The festival was comprised of four different productions including, “Time to Change,” “The
Lottery,” “The Flyer,” and “I Never Saw Another Butterfly.” Moreover, two of the plays, “Time to
Change” and “The Flyer,” are original plays written by students.

 

Maeve Cunningham, who is a Theatre major that directed “The Lottery,” which is a play about a
community’s dark tradition, highlighted some of the unique challenges of preparing for the
festival. According to Cunningham, all the directors had to work around each other and with the
same pool of talent.

“I had 11 actors in my cast and everyone was sharing all those same actors,” Cunningham said.
According to Cunningham, “staying in constant communication to make sure we were all getting
what we needed from each other, and what we needed from our actors,” was essential to making
the festival happen.

Brenna Ross, a Theatre major who directed “I Never Saw Another Butterfly,” a play about the
hardships of a Jewish women from Prague living under the Nazi regime, likewise noted the
adversities of bringing her production and the festival to life.

“A lot of days,” said Ross, “we would make our schedules and send them out and we had
scheduled the same room, with the same people, on the same night. So that was hard to work
out.”

Though, the challenge helps students participate in numerous roles both on stage and off
according to Kevin Redline, who is an Interdisciplinary Studies major wrote and directed “Time
to Change” for his Honors Thesis.

“Each show had a different set and designer,” said Redline. “Everything was student designed. So
a couple people double dipped. Some people were lighting designers for one show and then
sound designers for the other. We had four different production teams for four different show, all
going on at the same time. That’s what makes the festival a good thing.”

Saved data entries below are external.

Issue #50, opened 2022-08-29
Support full automatic asset guess even when 'AssetName' is not provided


chshersh:
CLI tools on GitHub releases follow common naming schemes. `tool-sync` could guess asset names from releases without the need to specify part of the name.

chshersh:
I propose the following design for better maintainability and understandability:

**Model selection rules as an enum data type in a declarative way and specify rules for each OS.**

To be more precise, model query as the following type:

```rust
enum Rule {
    /// Asset name should contain a specified substring
    Substring(String),
    /// Asset name shouldn't contain a specified substring
    Exclude(String),
    /// Both rules should be satisfied
    And(Box<Rule>, Box<Rule>),
    /// At least one rule should be satisfied
    Or(Box<Rule>, Box<Rule>),
}
```

Then, one can easily implement a recursive function for matching a string with a rule:

```rust
fn match(rule: Rule, s: &str) -> bool { ... }
```

A possible rule for macOS could look like this with some eDSL capabilities (after implementing `BitAnd` and `BitOr` traits):

```rust
Substring("apple-darwin") & (Substring(".zip") | Substring(".tar.gz")) & Exclude(".sha256") & Exclude(".md5")
```

Then, we just define such rules for each OS. And, ideally, users of `tool-sync` should never need to specify asset names manually 🤞🏻 

However, users still might want the ability to override the default rules for specific assets in case our rules don't cover their use case or some specific tool. So there's an open question: how much of this eDLS do we want to expose to users? Maybe we should just add another constructor like `Exact` to just let users specify the asset name exactly, without any substrings or regular expression checks

cc @MitchellBerend @slyshykO What do you think?

MitchellBerend:
I like this idea, not operations in regex are a real pain to do. I think the implementation of this feature depends on how much of the functionality we want exposed to the user. I think regex is common enough to assume users already know how to write correct patterns.

PR #117, opened 2022-09-22
[#116] prevent sha from being included in asset name hits

### LINKED ISSUE #116: Can't sync starship
https://github.com/starship/starship/releases

```toml
[starship] 
owner = "starship"
repo = "starship"
exe_name = "starship"
asset_name.windows = "starship-x86_64-pc-windows-msvc.zip"
```

```sh
>tool sync
x  starship
Multiple name matches found for this asset:

         * starship-x86_64-pc-windows-msvc.zip
         * starship-x86_64-pc-windows-msvc.zip.sha256

Please add one of these to the config.
```

MitchellBerend:
Resolves #116 
This pr adds filters out the `sha` substring in the asset name so it does not get trigger a `MultipleFound` error. It also augments a test to check this behaviour.

Thanks to @slyshykO for finding this bug and reporting it.

### Additional tasks

- [x] Tests added

### DIFF
--- a/CHANGELOG.md
+++ b/CHANGELOG.md
@@ -8,6 +8,12 @@ available [on GitHub][2].
 
 ## [Unreleased]
 
+### Fixed
+
+* [#116](https://github.com/chshersh/tool-sync/issues/116):
+  Prevent sha from being included in asset name hits
+  (by [@MitchellBerend][MitchellBerend])
+
 ## [0.2.0] — 2022-09-20 🔃
 
 ### Added
--- a/src/model/tool.rs
+++ b/src/model/tool.rs
@@ -78,7 +78,9 @@ impl ToolInfo {
             Some(asset_name) => {
                 let mut filtered_assets = assets
                     .iter()
-                    .filter(|&asset| asset.name.contains(asset_name) && !asset.name.contains("sha"))
+                    .filter(|&asset| {
+                        asset.name.contains(asset_name) && !asset.name.contains(".sha")
+                    })
                     .map(|asset| asset.to_owned())
                     .collect::<Vec<Asset>>();
                 match filtered_assets.len() {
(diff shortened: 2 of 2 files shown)


MitchellBerend:
Maybe its better to target a specific region in the asset name? Something like after the last instance of `.` so for example `shadow.tar.gz` still gets recognized as a hit.

slyshykO:
I propose to add a filter to settings and use a wildcard for filtering

MitchellBerend:
Do you have suggestions on what this would look like?

slyshykO:
> Do you have suggestions on what this would look like?

```toml
[starship] 
owner = "starship"
repo = "starship"
exe_name = "starship"
asset_name.windows = "starship-x86_64-pc-windows-msvc.zip"

asset_name.exclude = ["*.tar.gz", "*.sha256"]
```

slyshykO:
@MitchellBerend can I add a new dependency https://crates.io/crates/wildmatch?

chshersh:
Hey, @MitchellBerend @slyshykO, could I ask you not to rush the implementation of this? I would like everyone to agree on the final design before we spent a lot of time implementing code that will be thrown away 🙏🏻 

I'll try to provide my thoughts in #50 and I'll mention everyone to request feedback 🙂 

<hr>

As for `wildmatch`: do you mean to use it to implement a separate `asset_name.exclude` field? I'm not sure I want to go that way. And `wildmatch` doesn't support `$` so we can solve this problem without a separate field.

I'd rather spend some time thinking about proper filtering (inclusion/exclusion) mechanism 🤔

slyshykO:
> As for wildmatch: do you mean to use it to implement a separate asset_name.exclude field? I'm not sure I want to go that way.

As an alternative, there is possible to consider an asset's names as wildcards.
As an example: `*x86_64-pc-windows-msvc.zip` .

MitchellBerend:
I'm closing this pr so others won't see a pr linked to the original issue.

However, for Redline, everything including the play itself was a collaborative effort.
“It’s actually a crowd sourced play,” explained Redline. “So I gathered information from people
though a survey and then used about 16 different concepts. I chose what was going to be
included in the play, and I tried to put in much in it as I could.”

Including in the director’s notes of the playbill, these concepts were drawn from categories of
improvisational theater ranging from “a bartender who is sad”, as opposed to the sad customer
trope, to one character being the other’s time traveling relative.

Molly Flanagan, an Interdisciplinary Studies major who wrote and directed “The Flyer,” was
happy to see the performance play out before a crowd and evolve over the week.

“It’s rewarding to see how the actors respond to the audience” said Flanagan, “and how the
audience responded to the actors every night.”

And this is what Flanagan’s play is about: response.

According to her director’s notes, “The characters in this diner try to avoid their problem. They
turn off the TV. As I have done so many times. The real world can’t exist if you can’t ear it. But it
does exist. Listen to those around you.”